Auf dem Ringwalltrail bei Sromber an der Sieg war ich im November nochmal. Da wurde im oberen Teil sehr viel mit Holzarbeiten unfahrbar gemacht. Ich hab aber keine Ahnung wie es da jetzt so ist. Kenne auch keine Lokals dort, oder jmd. der da gebaut hat. Weiss jemand wie es da mit Försten aussieht? Schon mal jmd. ärger gehabt? Ich würde das Ding die tage dann mal freifegen.
Auf der der anderen Siegseite vom Heilbrunnen Trail gibt es auch noch drei etwas kürze Trails die man gut verknüpfen kann. Einder ist Teil des Siegsteigs und die anderen sind etwas schwerer zu finden.


----------



## ledermacht (6. April 2014)

..... ach ja, für spontane Bikeausflüge bin ich auch gern zu haben. In meinen Bus passen einige Bikes, Bierkisten und weiteres rein.


----------



## Beach90 (7. April 2014)

Moin, 
wir waren gestern in Stromberg (Hunsrück) auf dem Flowtrail. Da war natürlich die Hölle los, aber es hat sich gelohnt. Vielleicht passiert ja auch mal in unserer Ecke mal was in Sachen legalem Bikepark 
Bald kommt aber erstmal der neue Bikepark im Bad Ems dazu. Dann brauchst du nur noch eine Stunde mit deinem Bus zu fahren  

Die Trails die du auf der anderen Siegseite meinst müssten ebenfalls ein Teil des Natursteigs sein.


----------



## ledermacht (7. April 2014)

...... Boppard ist auch nicht so weit und ordentlich was zum Biken dabei.
Die beiden Trails gehören auf keinen Fall zum natursteig oder anderen Wanderwegen, .... vielleicht kann Sie euch mal zeigen oder erklären wo der Einstieg ist. Hab da noch Bikespuren gesehen bis jetzt. Kenn Ihr den von Bödingen runter ins Bröltal? 
.... 
die Idee aus Sromberg ist echt gut, einfach ein Trail mit schöner Linie neben den normalen Schotterwegen anlegen ist ein guter Kompromiss zwischen Förster und Biker ...


----------



## Mountain_Screen (8. April 2014)

Stromberg an der Sieg war vor ca. einem Monat im oberen Teil noch nicht befahrbar.

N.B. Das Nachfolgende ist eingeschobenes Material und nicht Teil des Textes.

PR #34698, opened 2021-09-09
added aksUpgrade versions endpoint

paynejacob:
#34161

Old pr for reference: https://github.com/rancher/rancher/pull/34624

# Problem:
In AKS you cannot skip minor version updates. Currently we list all available versions in the upgrade drop down. This lets users attempt to upgrade to version that is too high causing the cluster to go into a constant error state.

# Solution:
I added the a new endpoint, `/meta/aksUpgrades`. This endpoint will return all available k8s versions similar to `/meta/aksVersions` however each version includes an enabled  flag.  This flag is true if the associated version is a valid upgrade version for the given cluster.  

# Testing

Valid response
```
$ curl -s -H "Authorization: Bearer $RANCHER_TOKEN" "https://<rancher>/meta/aksUpgrades?cloudCredentialId=<creds>&region=eastus&clusterId=<cluster id>" | jq
{
  "currentVersion": "1.20.7",
  "upgrades": [
    {
      "version": "1.18.17",
      "enabled": false
    },
    {
      "version": "1.18.19",
      "enabled": false
    },
    {
      "version": "1.19.11",
      "enabled": false
    },
    {
      "version": "1.19.13",
      "enabled": false
    },
    {
      "version": "1.20.7",
      "enabled": false
    },
    {
      "version": "1.20.9",
      "enabled": true
    },
    {
      "version": "1.21.1",
      "enabled": true
    },
    {
      "version": "1.21.2",
      "enabled": true
    }
  ]
}
```

Error Response
```
$ curl -s -H "Authorization: Bearer $RANCHER_TOKEN" "https://<rancher>/meta/aksUpgrades?cloudCredentialId=<creds>&region=eastus&clusterId=<cluster id>" | jq
{
  "error": "invalid cluster id"
}
```

### DIFF
--- a/pkg/api/norman/customization/aks/handler.go
+++ b/pkg/api/norman/customization/aks/handler.go
@@ -40,6 +40,7 @@ type Capabilities struct {
 	ClientID         string `json:"clientId"`
 	ClientSecret     string `json:"clientSecret"`
 	ResourceLocation string `json:"region"`
+	ClusterID        string `json:"clusterId"`
 }
 
 // AKS handler lists available resources in Azure API
@@ -100,6 +101,13 @@ func (h *handler) ServeHTTP(writer http.ResponseWriter, req *http.Request) {
 	var err error
 
 	switch resourceType {
+	case "aksUpgrades":
+		if serialized, errCode, err = listKubernetesUpgradeVersions(req.Context(), h.clusterLister, capa); err != nil {
+			logrus.Errorf("[aks-handler] error getting kubernetes upgrade versions: %v", err)
+			handleErr(writer, errCode, err)
+			return
+		}
+		writer.Write(serialized)
 	case "aksVersions":
 		if serialized, errCode, err = listKubernetesVersions(req.Context(), capa); err != nil {
 			logrus.Errorf("[aks-handler] error getting kubernetes versions: %v", err)
@@ -239,10 +247,9 @@ func (h *handler) getCloudCredential(req *http.Request, cap *Capabilities, credI
 	if cap.AuthBaseURL == "" {
 		cap.AuthBaseURL = azure.PublicCloud.ActiveDirectoryEndpoint
 	}
-	region := req.URL.Query().Get("region")
-	if region != "" {
-		cap.ResourceLocation = region
-	}
+
+	cap.ResourceLocation = req.URL.Query().Get("region")
+	cap.ClusterID = req.URL.Query().Get("clusterId")
 
 	return http.StatusOK, nil
 }
--- a/pkg/api/norman/customization/aks/listers.go
+++ b/pkg/api/norman/customization/aks/listers.go
@@ -16,6 +16,8 @@ import (
 	"github.com/Azure/go-autorest/autorest/adal"
 	"github.com/Azure/go-autorest/autorest/to"
 	"github.com/mcuadros/go-version"
+	v3 "github.com/rancher/rancher/pkg/generated/norman/management.cattle.io/v3"
+	"github.com/sirupsen/logrus"
 )
 
 type virtualNetworksResponseBody struct {
@@ -118,6 +120,102 @@ func (s sortableVersion) Swap(a, b int) {
 
 func (s sortableVersion) Less(a, b int) bool {
 	return version.Compare(s[a], s[b], "<")
+}
+
+type KubernetesUpgradeVersion struct {
+	Version string `json:"version"`
+	Enabled bool   `json:"enabled"`
+}
+
+type KubernetesUpgradeVersions []*KubernetesUpgradeVersion
+
+func (s KubernetesUpgradeVersions) Len() int {
+	return len(s)
+}
+
+func (s KubernetesUpgradeVersions) Swap(a, b int) {
+	s[a], s[b] = s[b], s[a]
+}
+
+func (s KubernetesUpgradeVersions) Less(a, b int) bool {
+	return version.Compare(s[a].Version, s[b].Version, "<")
+}
+
+type UpgradeVersionsResponse struct {
+	CurrentVersion string                    `json:"currentVersion"`
+	Upgrades       KubernetesUpgradeVersions `json:"upgrades"`
+}
+
+// listKubernetesUpgradeVersions lists all kubernetes versions listed by AKS Container Service and marks which ones the
+//given cluster can be upgraded to.  A version's `Enabled` flag is true if the cluster can be upgraded to the version
+//in its current state.
+func listKubernetesUpgradeVersions(ctx context.Context, clusterLister v3.ClusterLister, cap *Capabilities) ([]byte, int, error) {
+	var resp UpgradeVersionsResponse
+
+	// load the target cluster, if the cluster is not found we cannot proceed
+	cluster, err := clusterLister.Get("", cap.ClusterID)
+	if err != nil {
+		return nil, http.StatusBadRequest, fmt.Errorf("invalid cluster id")
+	}
+
+	resp.CurrentVersion = *cluster.Spec.AKSConfig.KubernetesVersion
+
+	// get the client for aks container service
+	clientContainer, err := NewContainerServiceClient(cap)
+	if err != nil {
+		return nil, http.StatusInternalServerError, err
+	}
+
+	// request a list of orchestrators
+	orchestrators, err := clientContainer.ListOrchestrators(ctx, cap.ResourceLocation, "managedClusters")
+	if err != nil {
+		return nil, http.StatusBadRequest, fmt.Errorf("failed to get orchestrators: %v", err)
+	}
+
+	// ensure the orchestrators are returned
+	if orchestrators.Orchestrators == nil {
+		return nil, http.StatusBadRequest, fmt.Errorf("no version profiles returned: %v", err)
+	}
+
+	var upgradeVersions map[string]bool
+	for _, profile := range *orchestrators.Orchestrators {
+		// check for nil pointers to avoid a panic
+		if profile.OrchestratorType == nil || profile.OrchestratorVersion == nil {
+			logrus.Warning("unexpected nil orchestrator type or version")
+			continue
+		}
+
+		// exclude any non kubernetes types
+		if containerservice.OrchestratorTypes(*profile.OrchestratorType) != containerservice.Kubernetes {
+			continue
+		}
+
+		// exclude any versions older than the current version
+		if version.Compare(*profile.OrchestratorVersion, resp.CurrentVersion, "<") {
+			continue
+		}
+
+		// generate the upgrade map when the current version is found
+		if *profile.OrchestratorVersion == resp.CurrentVersion {
+			upgradeVersions = upgradeableVersionsMap(profile)
+			continue
+		}
+
+		// store this kubernetes version
+		resp.Upgrades = append(resp.Upgrades, &KubernetesUpgradeVersion{Version: *profile.OrchestratorVersion})
+	}
+
+	// enable any version listed in the upgrade versions
+	for _, kubernetesVersion := range resp.Upgrades {
+		if upgradeVersions[kubernetesVersion.Version] {
+			kubernetesVersion.Enabled = true
+		}
+	}
+
+	// sort versions
+	sort.Sort(resp.Upgrades)
+
+	return encodeOutput(resp)
 }
 
 func listKubernetesVersions(ctx context.Context, cap *Capabilities) ([]byte, int, error) {
@@ -325,4 +423,14 @@ func encodeOutput(result interface{}) ([]byte, int, error) {
 	}
 
 	return data, http.StatusOK, err
+}
+
+func upgradeableVersionsMap(upgradeProfile containerservice.OrchestratorVersionProfile) map[string]bool {
+	rval := make(map[string]bool, 0)
+
+	for _, profile := range *upgradeProfile.Upgrades {
+		rval[*profile.OrchestratorVersion] = true
+	}
+
+	return rval
 }


pkg/api/norman/customization/aks/listers.go
```diff
@@ -120,6 +122,94 @@ func (s sortableVersion) Less(a, b int) bool {
...
+}
+
+// listKubernetesUpgradeVersions lists all kubernetes versions listed by AKS Container Service and marks which ones the
+//given cluster can be upgraded to.  A version's `Enabled` flag is true if the cluster can be upgraded to the version
+//in its current state.
+func listKubernetesUpgradeVersions(ctx context.Context, clusterLister v3.ClusterLister, cap *Capabilities) ([]byte, int, error) {
+	// load the target cluster, if the cluster is not found we cannot proceed
+	cluster, err := clusterLister.Get("", cap.ClusterId)
+	if err != nil {
+		return nil, http.StatusBadRequest, fmt.Errorf("failed to load cluster: %v", err)
```
snasovich, line 151: If the cluster is not found, I can get behind 400. I've seen 404 used before, but it's really somewhat of a controversial topic - using 404 for API responses.
However, if there is any other reason, it should probably be 500.

pkg/api/norman/customization/aks/listers.go
```diff
@@ -120,6 +122,94 @@ func (s sortableVersion) Less(a, b int) bool {
...
+	// get the client for aks container service
+	clientContainer, err := NewContainerServiceClient(cap)
+	if err != nil {
+		return nil, http.StatusInternalServerError, err
+	}
+
+	// request a list of orchestrators
+	orchestrators, err := clientContainer.ListOrchestrators(ctx, cap.ResourceLocation, "managedClusters")
+	if err != nil {
+		return nil, http.StatusBadRequest, fmt.Errorf("failed to get orchestrators: %v", err)
```
snasovich, line 163: Wouldn't 500 make more sense here? There was some error listing orchestrators.

pkg/api/norman/customization/aks/listers.go
```diff
@@ -120,6 +122,94 @@ func (s sortableVersion) Less(a, b int) bool {
...
+	}
+
+	// ensure the orchestrators are returned
+	if orchestrators.Orchestrators == nil {
+		return nil, http.StatusBadRequest, fmt.Errorf("no version profiles returned: %v", err)
```
snasovich, line 168: What's the reasoning behind 400 here?

pkg/api/norman/customization/aks/listers.go
```diff
@@ -120,6 +122,94 @@ func (s sortableVersion) Less(a, b int) bool {
...
+	}
+
+	versions := make(KubernetesUpgradeVersions, 0)
+	upgradeVersions := make(map[string]bool, 0)
+	for _, profile := range *orchestrators.Orchestrators {
+
+		// check for nil pointers to avoid a panic,
```
snasovich, line 175: nit, but I think blank line before comment is unnecessary (same below)
Also, trailing comma in the comment seems unnecessary.

pkg/api/norman/customization/aks/listers.go
```diff
@@ -120,6 +122,94 @@ func (s sortableVersion) Less(a, b int) bool {
...
+			if *profile.OrchestratorVersion == *cluster.Spec.AKSConfig.KubernetesVersion {
+				upgradeVersions = upgradeableVersionsMap(profile)
+			}
+		}
+	}
+
+	// disable any version not listed in the upgrade versions
+	for _, kubernetesVersion := range versions {
+		if !upgradeVersions[kubernetesVersion.Version] {
+			kubernetesVersion.Enabled = false
```
snasovich, line 197: This may be opinion-based, but I think it's more natural to add all versions with `Enabled=false` first and then mark the ones that can be upgraded to with `Enabled=true`. Feel free to ignore if you disagree.

pkg/api/norman/customization/aks/listers.go
```diff
@@ -326,3 +416,13 @@ func encodeOutput(result interface{}) ([]byte, int, error) {
 
 	return data, http.StatusOK, err
 }
+
+func upgradeableVersionsMap(upgradeProfile containerservice.OrchestratorVersionProfile) map[string]bool {
```
snasovich, line 420: Suggested name `buildUpgradeableVersionsMap` to include verb in func name.

snasovich (changes requested):

pkg/api/norman/customization/aks/handler.go
```diff
@@ -40,6 +40,7 @@ type Capabilities struct {
 	ClientID         string `json:"clientId"`
 	ClientSecret     string `json:"clientSecret"`
 	ResourceLocation string `json:"region"`
+	ClusterId        string `json:"clusterId"`
```
snasovich, line 43: This should be `ClusterID` and actually seems to fail the build:
```
/bin/golangci-lint
--
843 | Running: golangci-lint
844 | pkg/api/norman/customization/aks/listers.go:7: File is not `goimports`-ed (goimports)
845 | v3 "github.com/rancher/rancher/pkg/generated/norman/management.cattle.io/v3"
846 | "github.com/sirupsen/logrus"
847 | pkg/api/norman/customization/aks/handler.go:43:2: var-naming: struct field ClusterId should be ClusterID (revive)
848 | ClusterId        string `json:"clusterId"`
849 | ^
```

pkg/api/norman/customization/aks/listers.go
paynejacob: I copied this from other parts of the codebase for these endpoints.  I agree a 500 makes more sense but then we are deviating from the behavior of the other endpoints.  I think we should make a ticket to cleanup the code for these endpoints and make the response consistent for all of them.

pkg/api/norman/customization/aks/listers.go
paynejacob: ill flip it and add docs on how to thing about the transformations

snasovich: I'm not sure you mean by "add docs" - if you mean update comments accordingly, then it makes sense. I don't think we need to formally "document" this internal logic elsewhere.

pkg/api/norman/customization/aks/listers.go
snasovich: Ah, I see now. In this case we should favor consistency, so no change is necessary here. For the same reason, I can get behind closing the other 2 comments (including clusterId handling).

pkg/api/norman/customization/aks/handler.go
```diff
@@ -100,6 +101,13 @@ func (h *handler) ServeHTTP(writer http.ResponseWriter, req *http.Request) {
 	var err error
 
 	switch resourceType {
+	case "aksUpgrades":
+		if serialized, errCode, err = listKubernetesUpgradeVersions(req.Context(), h.clusterLister, capa); err != nil {
+			logrus.Errorf("[aks-handler] error getting kubernetes upgrade versions: %v", err)
```
rmweir, line 106: There are a couple things that might be referred to as the aks-handler, could call this aksUpgrades handler or something.

rmweir (changes requested):
Some nits, otherwise LGTM after @snasovich feedback has been addressed.

pkg/api/norman/customization/aks/listers.go
```diff
@@ -120,6 +123,92 @@ func (s sortableVersion) Less(a, b int) bool {
...
+			versions = append(versions, &KubernetesUpgradeVersion{Version: *profile.OrchestratorVersion})
+
+			// generate the upgrade map when the current version is found
+			if *profile.OrchestratorVersion == *cluster.Spec.AKSConfig.KubernetesVersion {
+				upgradeVersions = buildUpgradeableVersionsMap(profile)
+			}
+		}
+	}
+
+	// disable any version not listed in the upgrade versions
```
snasovich, line 193: This comment needs to be updated to match the change in implementation (setting Enabled to `true` vs. `false` as before)

snasovich (changes requested):
One minor comment about comment ;) needs addressing. Otherwise LGTM.

snasovich (approved):

cmurphy (approved):
LGTM, couple of nits but feel free to ignore, one question but I think this is the right approach for now

pkg/api/norman/customization/aks/handler.go
```diff
@@ -100,6 +101,13 @@ func (h *handler) ServeHTTP(writer http.ResponseWriter, req *http.Request) {
 	var err error
 
 	switch resourceType {
+	case "aksUpgrades":
+		if serialized, errCode, err = listKubernetesUpgradeVersions(req.Context(), h.clusterLister, capa); err != nil {
+			logrus.Errorf("[aksUpgrades] error getting kubernetes upgrade versions: %v", err)
```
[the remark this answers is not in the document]
snasovich: This was in response to https://github.com/rancher/rancher/pull/34698#discussion_r706411257
Do you see an issue with using a different tag? Maybe use something like `[aks-handler:aksUpgrades]`?

pkg/api/norman/customization/aks/listers.go
```diff
@@ -120,6 +123,92 @@ func (s sortableVersion) Less(a, b int) bool {
...
+				upgradeVersions = buildUpgradeableVersionsMap(profile)
+			}
+		}
+	}
+
+	// enable any version listed in the upgrade versions
+	for _, kubernetesVersion := range versions {
+		if upgradeVersions[kubernetesVersion.Version] {
+			kubernetesVersion.Enabled = true
+		}
```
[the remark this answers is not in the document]
snasovich: I don't think we can be sure we're done appending to `versions` by the time we encounter the profile for the current version. So we need to gather all versions first and only then cross-reference it with `upgradeVersions` list.

pkg/api/norman/customization/aks/handler.go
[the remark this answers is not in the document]
cmurphy: It's just inconsistent with the other log messages, if someone is grepping for log messages for this AKS metadata handler they would use `aks-handler` and miss any log messages for this endpoint. I think @rmweir didn't take the other endpoints into account when making that comment. So far it's only this metadata handler using `aks-handler` so it's not likely to be confused with other AKS components.

pkg/api/norman/customization/aks/listers.go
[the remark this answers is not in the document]
paynejacob: It could not because we don't have the the upgradeMap until after that loop completes.

pkg/api/norman/customization/aks/listers.go
```diff
@@ -120,6 +123,92 @@ func (s sortableVersion) Less(a, b int) bool {
...
+	}
+
+	// sort versions
+	sort.Sort(versions)
+
+	return encodeOutput(struct {
+		CurrentVersion string                    `json:"currentVersion"`
+		Upgrades       KubernetesUpgradeVersions `json:"upgrades"`
```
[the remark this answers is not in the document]
paynejacob: Yes I talked to @vincent99 any reason we give would be a guess, aks does not explain why versions were included or excluded in their response.

cmurphy (approved):

snasovich (dismissed):

pkg/api/norman/customization/aks/listers.go
```diff
@@ -120,6 +123,92 @@ func (s sortableVersion) Less(a, b int) bool {
...
+	if err != nil {
+		return nil, http.StatusBadRequest, fmt.Errorf("failed to get orchestrators: %v", err)
+	}
+
+	// ensure the orchestrators are returned
+	if orchestrators.Orchestrators == nil {
+		return nil, http.StatusBadRequest, fmt.Errorf("no version profiles returned: %v", err)
+	}
+
+	versions := make(KubernetesUpgradeVersions, 0)
```
dramich, line 172: A slice doesn't need to be created with `make` and initializing to zero doesn't do anything. So unless you know the len then exclude the 0

pkg/api/norman/customization/aks/listers.go
```diff
@@ -120,6 +123,92 @@ func (s sortableVersion) Less(a, b int) bool {
...
+	upgradeVersions := make(map[string]bool, 0)
```
dramich, line 173: Same comment here, 0 isn't needed.

pkg/api/norman/customization/aks/listers.go
```diff
@@ -8,6 +8,9 @@ import (
 	"regexp"
 	"sort"
 
+	v3 "github.com/rancher/rancher/pkg/generated/norman/management.cattle.io/v3"
+	"github.com/sirupsen/logrus"
+
```
dramich, line 13: Needs to be sorted

pkg/api/norman/customization/aks/handler.go
```diff
@@ -239,10 +247,9 @@ func (h *handler) getCloudCredential(req *http.Request, cap *Capabilities, credI
 	if cap.AuthBaseURL == "" {
 		cap.AuthBaseURL = azure.PublicCloud.ActiveDirectoryEndpoint
 	}
-	region := req.URL.Query().Get("region")
-	if region != "" {
-		cap.ResourceLocation = region
-	}
+
+	cap.ResourceLocation = req.URL.Query().Get("region")
```
dramich, line 251: What is the intention of this change? if cap has a value then this would blank it out if it's not in the request

pkg/api/norman/customization/aks/listers.go
```diff
@@ -120,6 +123,92 @@ func (s sortableVersion) Less(a, b int) bool {
...
 }
 
+type KubernetesUpgradeVersion struct {
+	Version string `json:"version"`
+	Enabled bool   `json:"enabled"`
+}
+
+type KubernetesUpgradeVersions []*KubernetesUpgradeVersion
+
+func (s KubernetesUpgradeVersions) Len() int {
```
dramich, line 133: This shouldn't be needed, it's already a slice

pkg/api/norman/customization/aks/listers.go
```diff
@@ -120,6 +123,92 @@ func (s sortableVersion) Less(a, b int) bool {
...
+			if *profile.OrchestratorVersion == *cluster.Spec.AKSConfig.KubernetesVersion {
+				upgradeVersions = buildUpgradeableVersionsMap(profile)
+			}
+		}
+	}
+
+	// enable any version listed in the upgrade versions
+	for _, kubernetesVersion := range versions {
+		if upgradeVersions[kubernetesVersion.Version] {
+			kubernetesVersion.Enabled = true
```
dramich, line 196: If we only care about versions they can upgrade to why return all of them?

dramich:
If you have a 1.19 cluster does the response still show correctly?

pkg/api/norman/customization/aks/listers.go
dramich: And why is this created here when you overwrite it with buildUpgradeableVersionsMap

pkg/api/norman/customization/aks/listers.go
```diff
@@ -326,3 +415,13 @@ func encodeOutput(result interface{}) ([]byte, int, error) {
 
 	return data, http.StatusOK, err
 }
+
+func buildUpgradeableVersionsMap(upgradeProfile containerservice.OrchestratorVersionProfile) map[string]bool {
+	rval := make(map[string]bool, 0)
+
+	for _, profile := range *upgradeProfile.Upgrades {
```
dramich, line 422: If this profile has all the info we need why are we doing all the other processing?

pkg/api/norman/customization/aks/handler.go
snasovich: This was discussed here: https://github.com/rancher/rancher/pull/34624#discussion_r701542177

pkg/api/norman/customization/aks/listers.go
snasovich: This was part of discussion with Vince started by this comment on the original PR: https://github.com/rancher/rancher/pull/34624#issuecomment-912766425 (see few comments below too)

pkg/api/norman/customization/aks/handler.go
dramich: Kinda? My question still stands, if cap has a value and the request doesn't we are going to blank it... then what?

pkg/api/norman/customization/aks/listers.go
dramich: It looks like he wants the available upgrade versions not ALL versions including downgrades. Why would he display downgrade versions in the upgrade screen?

pkg/api/norman/customization/aks/handler.go
rmweir: When I traced this myself it looked like it would not ever have a value as things currently are.

rmweir (approved):
LGTM, after dan's comments are addressed.

pkg/api/norman/customization/aks/handler.go
snasovich: The only place this unexported func is called passes empty `Capabilities` object, so immediate usage is not a concern as there is nothing that could be overwritten.
Overall, it looks to me that the goal of this internal func is to initialize capabilities from request, not to augment existing capabilities passed to it - judging by its current usage. So it would be more fitting for the func to return capabilities rather than take a pointer to one.
Given the current signature, I do see your point and don't mind reinstating this check. Feels like we're splitting hairs here though a bit.

pkg/api/norman/customization/aks/listers.go
snasovich: Are you sure? https://play.golang.org/p/DJJNS35CGzr

Also, it's done for the very much the same situation: https://github.com/rancher/rancher/blob/ef760ce7606af9ef589cc1dc89253acc27609b5b/pkg/api/norman/customization/aks/listers.go#L111

snasovich: Unless `sort` doesn't use `len` for slices already. My bad probably. :)

pkg/api/norman/customization/aks/listers.go
snasovich: Unlike make for maps, make for slices actually requires length and it cannot be omitted.

pkg/api/norman/customization/aks/listers.go
paynejacob: We are implementing this interface https://pkg.go.dev/sort#Interface

pkg/api/norman/customization/aks/listers.go
paynejacob: This profile will not contain future versions that are not supported yet.

paynejacob:
Retested with latest changes

```
GET https://<rancher host>/meta/aksVersions?cloudCredentialId=<creds>&region=<region>

["1.19.11","1.19.13","1.20.7","1.20.9","1.21.1","1.21.2"]
```

```
GET https://<rancher host>/meta/aksUpgrades?cloudCredentialId=< creds >&region=<region>&clusterId=<cluster id>

{"currentVersion":"1.19.13","upgrades":[{"version":"1.20.7","enabled":true},{"version":"1.20.9","enabled":true},{"version":"1.21.1","enabled":false},{"version":"1.21.2","enabled":false}]}
```

pkg/api/norman/customization/aks/handler.go
snasovich: @paynejacob , I see this was not changed. Did you meet with Dan and agree not to address it?

pkg/api/norman/customization/aks/listers.go
```diff
@@ -120,6 +122,100 @@ func (s sortableVersion) Less(a, b int) bool {
...
+	for _, kubernetesVersion := range versions {
+		if upgradeVersions[kubernetesVersion.Version] {
+			kubernetesVersion.Enabled = true
+		}
+	}
+
+	// sort versions
+	sort.Sort(versions)
+
+	return encodeOutput(struct {
```
dramich, line 210: We shouldn't declare a new struct type inline

paynejacob:
Closing this pr due to weird github behavior and also to change the branch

Befinden sich die anderen Trails direkt am Siegtal, auf der gegenüberliegenden Seite?

Ein Trailpark wie Stromberg oder Mehring (Mosel) wäre ein wirklicher Segen für die Region.
Damit ist natürlich ein großer Aufwand verbunden, wie z.B. Vereins-Gründung, Streckenpflege und zudem benötigt man erstmal die Genehmigung was das größte Problem sein dürfte. Die Region mit Tälern und Bergen würde sich natürlich super dafür eigenen.


----------



## MTB-News.de




----------



## ledermacht (8. April 2014)

..... die beiden Trails sind recht nah dran am Tal. Einer davon beginnt etwas unterhalb vom Sportplatz in Altenherfen und der zweite ist recht nah am Natursteig.
Mehringen an der Mosel kenn nicht, aber ist ja auch nicht weit weg.


----------



## Mountain_Screen (8. April 2014)

http://www.mtb-club-mehring.de/


----------



## Beach90 (8. April 2014)

Trotz alledem müssen wir im RSK mindestens eine Stunde mit dem Auto fahren um legale Bikestrecken zu besuchen.
Es kann doch nicht sein, dass jedes Vorhaben biken auf legale Füße zu stellen unter dem Nimbus des Umweltschutzes erstickt wird. Das schützt erstens Umwelt höchstens augenscheinlich und zweitens verlagert man das Problem damit nur! Aber das scheint wohl das kleinere Übel zu sein


----------



## Hedi (10. April 2014)

ledermacht schrieb:


> ..... die beiden Trails sind recht nah dran am Tal. Einer davon beginnt etwas unterhalb vom Sportplatz in Altenherfen und der zweite ist recht nah am Natursteig.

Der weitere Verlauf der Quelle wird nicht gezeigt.